Of all subtitle _lines_ (not subtitle files) in the tested database,
after synchronization

- 50% were within 50ms of target position
- 80% were within 100ms of target position
- 90% were within 400ms of target position
- 95% were within 800ms of target position

compared to a (possibly not perfect) reference subtitle.

## How to compile the binary

Install [Rust and Cargo](https://www.rust-lang.org/en-US/install.html) then run:

```bash
# this will create the lastest release in ~/.cargo/bin/alass-cli
$ cargo install alass-cli
```

The voice-activity module this project uses is written in C. Therefore a C compiler (`gcc` or `clang`) is needed to compile this project.

To use `alass-cli` with video files, `ffmpeg` and `ffprobe` have to be installed.

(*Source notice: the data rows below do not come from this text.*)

PR #1455, opened 2022-02-23
build(nix): add `enarx` package

veehaitch:
This PR adds a package `enarx` to the project's flake. It allows building `enarx` with full 
Nix sandboxing and gives strong reproducibility guarantees. Also, it makes it easy to use the `enarx` binary on Nix-enabled systems.

The following command builds the package through Nix and brings the `enarx` binary into scope:

```ShellSession
# nix shell 'github:yaxitech/enarx/nix-build'
...
# enarx info
Version 0.2.1 starting up
Backend: sgx
 ✔ System Info: Linux sgx-cont 5.4.0-99-generic #112-Ubuntu SMP Thu Feb 3 13:50:55 UTC 2022 x86_64 (none)
 ✔ Driver: /dev/sgx_enclave
 ✔ CPU: Intel(R) Core(TM) i5-9400 CPU @ 2.90GHz | GenuineIntel
 ✔  SGX Support
 ✔   Version 1
 ✗   Version 2
 ✔   FLC Support
 ✔   Max Size (32-bit): 2 GiB
 ✔   Max Size (64-bit): 64 GiB
 ✔   MiscSelect: (empty)
 ✔   Features: DEBUG | MODE64BIT | PROVISIONING_KEY | EINIT_KEY
 ✔   Xfrm: X87 | SSE | AVX | YMM | BNDREG | BNDCSR
 ✔   EPC Size: 94 MiB
...
```

The PR also does some refactoring regarding the Nix development shell (`nix develop`).

I'm also happy to extend [the documentation](https://github.com/enarx/enarx.github.io/blob/main/docs/Installation/Enarx.md#install-from-nix) accordingly.

### DIFF
--- a/.github/workflows/test.yml
+++ b/.github/workflows/test.yml
@@ -91,3 +91,4 @@ jobs:
     - uses: cachix/install-nix-action@v16
     - run: nix flake check
     - run: nix develop --ignore-environment -c cargo build
+    - run: nix build -L
--- a/flake.lock
+++ b/flake.lock
@@ -53,6 +53,26 @@
         "type": "github"
       }
     },
+    "naersk": {
+      "inputs": {
+        "nixpkgs": [
+          "nixpkgs"
+        ]
+      },
+      "locked": {
+        "lastModified": 1639947939,
+        "narHash": "sha256-pGsM8haJadVP80GFq4xhnSpNitYNQpaXk4cnA796Cso=",
+        "owner": "nix-community",
+        "repo": "naersk",
+        "rev": "2fc8ce9d3c025d59fee349c1f80be9785049d653",
+        "type": "github"
+      },
+      "original": {
+        "owner": "nix-community",
+        "repo": "naersk",
+        "type": "github"
+      }
+    },
     "nixpkgs": {
       "locked": {
         "lastModified": 1645433236,
@@ -74,6 +94,7 @@
         "fenix": "fenix",
         "flake-compat": "flake-compat",
         "flake-utils": "flake-utils",
+        "naersk": "naersk",
         "nixpkgs": "nixpkgs"
       }
     },
--- a/flake.nix
+++ b/flake.nix
@@ -83,6 +83,9 @@
 
             nativeBuildInputs = [ pkgs.pkg-config ];
             buildInputs = [ pkgs.openssl ];
+
+            cargoTestOptions = x: x ++ [ "-- --skip check_listen_fd" ];
+            doCheck = true;
           };
 
         defaultPackage = self.packages.${system}.enarx;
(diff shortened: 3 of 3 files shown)


rvolosatovs (approved):
Awesome, thank you for contribution!

veehaitch:
I also tried to run the tests in the Nix build. They run fine with one exception: `check_listen_fd`. [The documentation](https://enarx.dev/docs/Installation/Enarx) states that there's a problem with `nix-shell` opening FD 3 and 4. Could this be the reason?

rvolosatovs:
> I also tried to run the tests in the Nix build. They run fine with one exception: `check_listen_fd`. [The documentation](https://enarx.dev/docs/Installation/Enarx) states that there's a problem with `nix-shell` opening FD 3 and 4. Could this be the reason?

Yes, that's exactly the case, therefore we should use `nix develop -c cargo test` instead.
However, we can't run the tests in CI (that's what I originally tried to do in #1441), because we have no backend to run on (i.e. KVM, SGX or SEV). We could do it on a self-hosted runner, but installing Nix there is problematic, because `USER` is not set

veehaitch:
Rebased.

> Yes, that's exactly the case, therefore we should use nix develop -c cargo test instead.
However, we can't run the tests in CI (that's what I originally tried to do in https://github.com/enarx/enarx/pull/1441), because we have no backend to run on (i.e. KVM, SGX or SEV).

I also added a commit to run the Cargo tests during the Nix build. It skips the `check_listen_fd` test for the reasons you outlined, @rvolosatovs.

Even with a runner which has support for either KVM, SGX or SEV, those features probably wouldn't be visible inside a Nix build (for example, the SGX devices are not available in the build's namespace). It still makes sense to run the tests we can.

veehaitch:
The build now checks for KVM support. If it is supported, it only skips the integration test `check_listen_fd`. If KVM is not supported, it skips all the integration tests and only runs the unit tests.

I still wonder if a similar logic for KVM would make sense:

https://github.com/enarx/enarx/blob/500c0b8feaa267b559227694c469d2b1e3b12388/build.rs#L267-L285

rvolosatovs (approved):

It is used to extract the raw audio data. You can set the paths used by `alass` using the environment variables `ALASS_FFMPEG_PATH` (default `ffmpeg`) and `ALASS_FFPROBE_PATH` (default `ffprobe`).

### Building from Source

If you want to build and run the project from source code:

```bash
$ git clone https://github.com/kaegi/alass
$ cd alass
$ cargo build
$ cargo run -- movie.mp4 input.srt output.srt
```

### Configuration

All parameters are shown for `cargo build` can also be used for `cargo install` and `cargo run`.

#### FFmpeg as a library

You can also link `ffmpeg` as a dynamic library during compile time. The library implementation can extract the audio about 2 to 3 seconds faster. Unfortunately it is harder to compile, the error handling is only very basic and might still have bugs.

You have to remove "`# FFMPEG-LIB`" from every line that starts with it in `alass-cli/Cargo.toml`. Then use:

```bash
# Important: you have to be inside `alass-cli`! Otherwise the parameters get ignored.
$ cargo build --no-default-features --features ffmpeg-library
```

### Alias Setup

*For Linux users:* It is recommended to add the folder path to your system path as well as setup an alias for `alass` to `alass-cli`. Add this to your `~/.bashrc` (or the setup file of your favorite shell):

```bash
export PATH="$PATH:$HOME/.cargo/bin"
alias alass="alass-cli"
```

## Folder structure

This `cargo` workspace contains two projects:

- `alass-core` which provides the algorithm

It is targeted at *developers* who want to use the same algorithm in their project.

- `alass-cli` which is the official command line tool

It is target at *end users* who want to correct their subtitles.

## Library Documentation

[Open README](./alass-core/README.md) from `alass-core`.

## Notes

This program was called `aligner` in the past. This made it nearly impossible to find on a search engine, so `alass` was chosen instead.